▶ _EXERCISE INSTRUCTIONS_
Set down word for word the lines that begin the entries and run through the line containing "This fixes partial". Give nothing further.

▶ _RECORDS FOR THE TASK_

PR #6424, opened 2026-03-15
encoding/cbor: fix order-dependent partial unmarshals

andzdroid:
This changes CBOR struct unmarshalling to iterate over all map entries instead of stopping after len(destination_struct_fields) entries.

This fixes partial unmarshals that can break depending on the field ordering. Since the old behaviour only reads n fields, if the desired field is encoded at a later index, the loop would end before reaching the field.

The old code was iterating through all fields anyways just to discard them. I can add a field counter for similar behavour to discard remaining entries once all desired struct fields have been decoded, let me know if you want this.

### DIFF
--- a/core/encoding/cbor/unmarshal.odin
+++ b/core/encoding/cbor/unmarshal.odin
@@ -661,8 +661,7 @@ _unmarshal_map :: proc(d: Decoder, v: any, ti: ^reflect.Type_Info, hdr: Header, 
 		unknown := length == -1
 		fields := reflect.struct_fields_zipped(ti.id)
 
-		idx := 0
-		for ; idx < len(fields) && (unknown || idx < length); idx += 1 {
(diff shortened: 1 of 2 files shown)


laytan:
The patch looks like a fine fix. But:

I am confused by

> I can add a field counter for similar behavour to discard remaining entries once all desired struct fields have been decoded, let me know if you want this.

Could you elaborate? Looking at the code after this patch, it seems to handle skipping the other map entries that do not have a struct field already.

andzdroid:
Once the struct is filled, it can skip the loop on lines 680-695 where it tries to find the matching field and go straight to discarding the map entry. Just an optimization, not needed for correctness. As you said, it already discards the remaining map entries.

laytan:
Ah I see what you mean, I don't think that is necessary.

PR #6442, opened 2026-03-17
src: Support clang-style `+`/`-` prefixes in target features

Yawning:
This is primarily to un-fuck LLVM's auto-vectorization thinking it is a good idea to slow down the xorshiro256** PRNG by using vector instructions, but is probably useful for other things in the future.

Known issue:
- Functions that get inlined automatically by the LLVM inliner, apparently treats a `target-features` attribute that
  is full of disable directives as a sub-set of something that has all the features enabled, and will **SILENTLY** ignore it.

So this is only really useful for functions that can be `#force_inline`-ed, or cases where the annotations are appropriate all the way up.

### DIFF
--- a/core/math/rand/rand_xoshiro256.odin
+++ b/core/math/rand/rand_xoshiro256.odin
@@ -3,6 +3,18 @@ package rand
 import "base:intrinsics"
 import "base:runtime"
 
+when ODIN_ARCH == .amd64 || ODIN_ARCH == .i386 {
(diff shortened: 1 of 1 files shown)


alsakandari:
didn't I do it already in #5794

Kelimion:
> didn't I do it already in #5794

No, that's a project-wide command line argument. This could disable a cpu feature locally.

PR #6436, opened 2026-03-17
Update build_odin.sh to support LLVM 22

nathanchere:
I've only tried building this on Linux where it works fine building with LLVM 22.
I haven't verified that it 'just works' for Win or OSX builds.

PR #6444, opened 2026-03-18
Allow building with LLVM 22

JackJ30:
Sorry for the duplicate pr (#6436)

My distro updated to llvm 22 so I made this branch. I'm not totally sure if this is everything needed for the update, I saw in the release notes that they added the "AllocToken" pass and I'm not sure how to support that.

Feel free to close if you want to go with the other PR or do it yourself. I'm going to keep looking into the update though, to learn.


laytan:
For optimizations we use:
1. `-o:none` (no optimizations)
2. `-o:minimal` (just inlining iirc)
3. `-o:speed` the output of `opt -O2 -print-pipeline-passes <some-llvm-file>` (llvm file being a .ll which odin outputs with -build-mode:llvm)
4. `-o:aggressive` the same as 3, but with `-O3` instead

From 3 and 4 we remove passes regarding coro or openmp

I see that LLVM 22 has updated these a bit, so that will need to be changed too.

These are all defined in `llvm_backend_passes.cpp`

JackJ30:
I'm not very experienced with LLVM, but from what I can tell the same optimizations should work for 22. I'll probably close this PR though, since it seems like he's making progress in the other one.

PR #6460, opened 2026-03-21
Add `vendor:windows/wasapi`

jakubtomsu:
This PR adds bindings to [WASAPI](https://learn.microsoft.com/en-us/windows/win32/coreaudio/wasapi), a low-latency Windows audio API.

I have been using it in my audio engine for a while and it works great. I made the bindings by hand and with a bit of search-and-replace automation. I directly used the windows header C COM definitions as a base. Everything I tested was absolutely without issues, though of course I cannot 100% guarantee there aren't any typos.

It's not a part of `core:sys/windows` because it's a completely separate COM API in the windows headers. That said it does have a dependency on quite a few windows definitions.

There are a few duplicated structures like `WAVEFORMMAT*` which are in both windows and WASAPI. The windows ones could possibly get removed if `waveOut` got a separate package. Or they could just be updated to the newer variant.

Also IIRC @karl-zylinski mentioned he might want to add this as a backend to his Karl2D lib, so I hope it's useful to other odin users as well.

The basic API usage goes like this:
- Create `IMMDeviceEnumerator` COM object
- Get default audio endpoint `IMMDevice`
- Get the audio client and configure it with a mix format
- Get a render client
- in a loop, wait for the buffer event and fill audio samples


jakubtomsu:
I'll move this to `vendor:windows/wasapi`, I didn't realize there was a directory like this

PR #6466, opened 2026-03-23
Bit field intrinsics and fixes

jakubtomsu:
Changes:
- fixes `offset_of(some_bit_field)`, now it's an error instead of an internal compiler assertion
- implements `intrinsics.type_field_bit_offset(typeid, string)` to get a comptime bit field field offset in bits.
- implements `intrinsics.type_field_bit_size(typeid, string)` to get a comptime bit field field size in bits (the value after `|`, not the backing type size)

Example:
```odin
import "base:intrinsics"
import "core:fmt"

Bit_Field :: bit_field u16 {
    a: i32 | 5,
    b: u16 | 11,
}

#assert(intrinsics.type_field_type(Bit_Field, "b") == u16)
#assert(intrinsics.type_field_bit_offset(Bit_Field, "b") == 5)
#assert(intrinsics.type_field_bit_size(Bit_Field, "b") == 11)
```

Now it's also possible to do this for example. By default, bit fields use extremely slow `runtime::__read/__write_bits` procedures which manipulate individual bits. This works with raw 64-bit ints and can extract any field with a single shift and mask. This can serve as a temporary fix before the compiler does something more reasonable.
```odin
bit_field_extract :: proc(val: $T, $Field: string) -> intrinsics.type_field_type(T, Field)
where
    intrinsics.type_is_bit_field(T),
    size_of(T) <= size_of(u64)
{
    mask: u64 = (1 << intrinsics.type_field_bit_size(T, Field)) - 1
    extracted := (cast(u64)val >> intrinsics.type_field_bit_offset(T, Field)) & mask
    return cast(intrinsics.type_field_type(T, Field))extracted
}
```

This isn't the only use-case however. For example, one could write a procedure which manipulates bits of multiple bit field fields at once. These intrinsics just help us avoid hardcoding offsets and sizes.

### DIFF
--- a/base/intrinsics/intrinsics.odin
+++ b/base/intrinsics/intrinsics.odin
@@ -208,8 +208,6 @@ type_field_type :: proc($T: typeid, $name: string) -> typeid ---
 type_field_bit_size :: proc($T: typeid, $name: string) -> int where type_is_bit_field(T) ---
 type_field_bit_offset :: proc($T: typeid, $name: string) -> int where type_is_bit_field(T) ---
 
-type_bit_field_size :: proc($T: typeid, $name: string) -> typeid ---
-
 type_proc_parameter_count :: proc($T: typeid) -> int where type_is_proc(T) ---
 type_proc_return_count    :: proc($T: typeid) -> int where type_is_proc(T) ---
 


base/intrinsics/intrinsics.odin
```diff
@@ -205,6 +205,11 @@ type_bit_set_underlying_type :: proc($T: typeid) -> typeid where type_is_bit_set
 type_has_field  :: proc($T: typeid, $name: string) -> bool ---
 type_field_type :: proc($T: typeid, $name: string) -> typeid ---
 
+type_field_bit_size :: proc($T: typeid, $name: string) -> int where type_is_bit_field(T) ---
+type_field_bit_offset :: proc($T: typeid, $name: string) -> int where type_is_bit_field(T) ---
+
+type_bit_field_size :: proc($T: typeid, $name: string) -> typeid ---
```
gingerBill: Seems a little redundant if `type_field_bit_size` exists, but I understand the rationale.

jakubtomsu: oh whoops, `type_bit_field_size` is actually a typo, looks like I didn't remove that definition. I initially named the intrinsics `type_bit_field_*` but then changed them to `type_field_bit_*`

PR #6469, opened 2026-03-24
Revert "added get_page_size() to `core:mem/virtual`"

Kelimion:
Reverts odin-lang/Odin#6467

Turns out we already have `DEFAULT_PAGE_SIZE`.

### DIFF
--- a/core/mem/virtual/virtual.odin
+++ b/core/mem/virtual/virtual.odin
@@ -45,17 +45,6 @@ release :: proc "contextless" (data: rawptr, size: uint) {
 	_release(data, size)
 }
 
-get_page_size :: proc() -> int {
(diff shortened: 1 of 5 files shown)


Xaryen:
Probably worth mentioning there seems to be a second DEFAULT_PAGE_SIZE in mem.virtual which isn't an alias or even a constant but `DEFAULT_PAGE_SIZE := uint(4096)`

Carlyle-Foster:
> Probably worth mentioning there seems to be a second DEFAULT_PAGE_SIZE in mem.virtual which isn't an alias or even a constant but `DEFAULT_PAGE_SIZE := uint(4096)`

that's just the declaration of the same variable, not a second one. `DEFAULT_PAGE_SIZE` isn't a constant, but rather initialized be `_platform_memory_init()`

▶ _RESULT OF THE EXERCISE_
PR #6424, opened 2026-03-15
encoding/cbor: fix order-dependent partial unmarshals

andzdroid:
This changes CBOR struct unmarshalling to iterate over all map entries instead of stopping after len(destination_struct_fields) entries.

This fixes partial unmarshals that can break depending on the field ordering. Since the old behaviour only reads n fields, if the desired field is encoded at a later index, the loop would end before reaching the field.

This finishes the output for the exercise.